Task instructions: An exact copy of the listing is what the response must contain.

:: Records to process ::

PR #5610, opened 2026-07-08
fix(webhook): separate CronJob validation errors with "; "

### LINKED ISSUE #5489: CronJob validation webhook concatenates multiple errors without a separator

aeron-gh:
/kind bug

When a CronJob fails more than one check at once (say a bad schedule and a name over the length limit), the webhook joined the messages with no separator, so the rejection came out as one run-on line. This trims each validator message and joins the non-empty ones with "; " so each error reads on its own.

It's the CronJob version of the PodGroup fix in #5487 (same collect-and-join, with the leading/trailing whitespace trimmed for a clean result). Going by @hajnalmt's grep on that PR, this was the last spot left with the pattern. It's one `validateCronJob` helper shared by the create and update paths, plus a couple of tests.

Scoped to the CronJob webhook. The `admit_job.go` cleanup the issue mentions uses a different convention (its own leading-space / trailing-`;` style), so it's better kept as a separate change.

Thanks @anxkhn for starting this off in #5533. I opened this since it's issue (#5489) and I already had the same pattern from #5487.

Fixes #5489

```release-note
NONE
```

### DIFF
--- a/pkg/webhooks/admission/cronjobs/validate/admit_cronjob_test.go
+++ b/pkg/webhooks/admission/cronjobs/validate/admit_cronjob_test.go
@@ -412,3 +412,54 @@ func TestValidateCronJobName(t *testing.T) {
 		})
 	}
 }
+
+// When several checks fail at once, the messages should be separated by "; ".
+func TestValidateCronJobSeparatesMultipleErrors(t *testing.T) {
+	cronjob := &v1alpha1.CronJob{
+		ObjectMeta: metav1.ObjectMeta{
+			Name:      strings.Repeat("a", 53),
+			Namespace: metav1.NamespaceDefault,
+		},
+		Spec: v1alpha1.CronJobSpec{
+			Schedule:          "error schedule",
+			ConcurrencyPolicy: v1alpha1.AllowConcurrent,
+			JobTemplate: v1alpha1.JobTemplateSpec{
+				Spec: getJobTemplate(),
+			},
+		},
+	}
+
+	msg := validateCronJob(cronjob)
+
+	for _, want := range []string{"schedule is not a valid cron expression", "; ", "must be no more than 52 characters"} {
+		if !strings.Contains(msg, want) {
+			t.Errorf("expected %q in combined message, got %q", want, msg)
+		}
+	}
+}
+
+// A single failing check should come back on its own, with no separator.
+func TestValidateCronJobSingleErrorHasNoSeparator(t *testing.T) {
+	cronjob := &v1alpha1.CronJob{
+		ObjectMeta: metav1.ObjectMeta{
+			Name:      "valid-cronjob",
+			Namespace: metav1.NamespaceDefault,
+		},
+		Spec: v1alpha1.CronJobSpec{
+			Schedule:          "",
+			ConcurrencyPolicy: v1alpha1.AllowConcurrent,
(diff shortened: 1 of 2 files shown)


aeron-gh:
e2e-shard / E2E Agent Scheduler Soft looks like an unrelated flake The rest is green. Re-running to confirm.

pkg/webhooks/admission/cronjobs/validate/admit_cronjob_test.go
```diff
@@ -412,3 +412,54 @@ func TestValidateCronJobName(t *testing.T) {
 		})
 	}
 }
+
+// When several checks fail at once, the messages should be separated by "; ".
+func TestValidateCronJobSeparatesMultipleErrors(t *testing.T) {
+	cronjob := &v1alpha1.CronJob{
+		ObjectMeta: metav1.ObjectMeta{
+			Name:      strings.Repeat("a", 53),
```
hajnalmt, line 420: I really like these funny touches in our tests 😄

hajnalmt (approved):
/area webhooks
/approve
/lgtm

pkg/webhooks/admission/cronjobs/validate/admit_cronjob_test.go
aeron-gh: thanks @hajnalmt! Glad the tests landed well 😄 Appreciate the quick review.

:::

Finished task:
PR #5610, opened 2026-07-08
fix(webhook): separate CronJob validation errors with "; "

### LINKED ISSUE #5489: CronJob validation webhook concatenates multiple errors without a separator

aeron-gh:
/kind bug

When a CronJob fails more than one check at once (say a bad schedule and a name over the length limit), the webhook joined the messages with no separator, so the rejection came out as one run-on line. This trims each validator message and joins the non-empty ones with "; " so each error reads on its own.

It's the CronJob version of the PodGroup fix in #5487 (same collect-and-join, with the leading/trailing whitespace trimmed for a clean result). Going by @hajnalmt's grep on that PR, this was the last spot left with the pattern. It's one `validateCronJob` helper shared by the create and update paths, plus a couple of tests.

Scoped to the CronJob webhook. The `admit_job.go` cleanup the issue mentions uses a different convention (its own leading-space / trailing-`;` style), so it's better kept as a separate change.

Thanks @anxkhn for starting this off in #5533. I opened this since it's issue (#5489) and I already had the same pattern from #5487.

Fixes #5489

```release-note
NONE
```

### DIFF
--- a/pkg/webhooks/admission/cronjobs/validate/admit_cronjob_test.go
+++ b/pkg/webhooks/admission/cronjobs/validate/admit_cronjob_test.go
@@ -412,3 +412,54 @@ func TestValidateCronJobName(t *testing.T) {
 		})
 	}
 }
+
+// When several checks fail at once, the messages should be separated by "; ".
+func TestValidateCronJobSeparatesMultipleErrors(t *testing.T) {
+	cronjob := &v1alpha1.CronJob{
+		ObjectMeta: metav1.ObjectMeta{
+			Name:      strings.Repeat("a", 53),
+			Namespace: metav1.NamespaceDefault,
+		},
+		Spec: v1alpha1.CronJobSpec{
+			Schedule:          "error schedule",
+			ConcurrencyPolicy: v1alpha1.AllowConcurrent,
+			JobTemplate: v1alpha1.JobTemplateSpec{
+				Spec: getJobTemplate(),
+			},
+		},
+	}
+
+	msg := validateCronJob(cronjob)
+
+	for _, want := range []string{"schedule is not a valid cron expression", "; ", "must be no more than 52 characters"} {
+		if !strings.Contains(msg, want) {
+			t.Errorf("expected %q in combined message, got %q", want, msg)
+		}
+	}
+}
+
+// A single failing check should come back on its own, with no separator.
+func TestValidateCronJobSingleErrorHasNoSeparator(t *testing.T) {
+	cronjob := &v1alpha1.CronJob{
+		ObjectMeta: metav1.ObjectMeta{
+			Name:      "valid-cronjob",
+			Namespace: metav1.NamespaceDefault,
+		},
+		Spec: v1alpha1.CronJobSpec{
+			Schedule:          "",
+			ConcurrencyPolicy: v1alpha1.AllowConcurrent,
(diff shortened: 1 of 2 files shown)


aeron-gh:
e2e-shard / E2E Agent Scheduler Soft looks like an unrelated flake The rest is green. Re-running to confirm.

pkg/webhooks/admission/cronjobs/validate/admit_cronjob_test.go
```diff
@@ -412,3 +412,54 @@ func TestValidateCronJobName(t *testing.T) {
 		})
 	}
 }
+
+// When several checks fail at once, the messages should be separated by "; ".
+func TestValidateCronJobSeparatesMultipleErrors(t *testing.T) {
+	cronjob := &v1alpha1.CronJob{
+		ObjectMeta: metav1.ObjectMeta{
+			Name:      strings.Repeat("a", 53),
```
hajnalmt, line 420: I really like these funny touches in our tests 😄

hajnalmt (approved):
/area webhooks
/approve
/lgtm

pkg/webhooks/admission/cronjobs/validate/admit_cronjob_test.go
aeron-gh: thanks @hajnalmt! Glad the tests landed well 😄 Appreciate the quick review.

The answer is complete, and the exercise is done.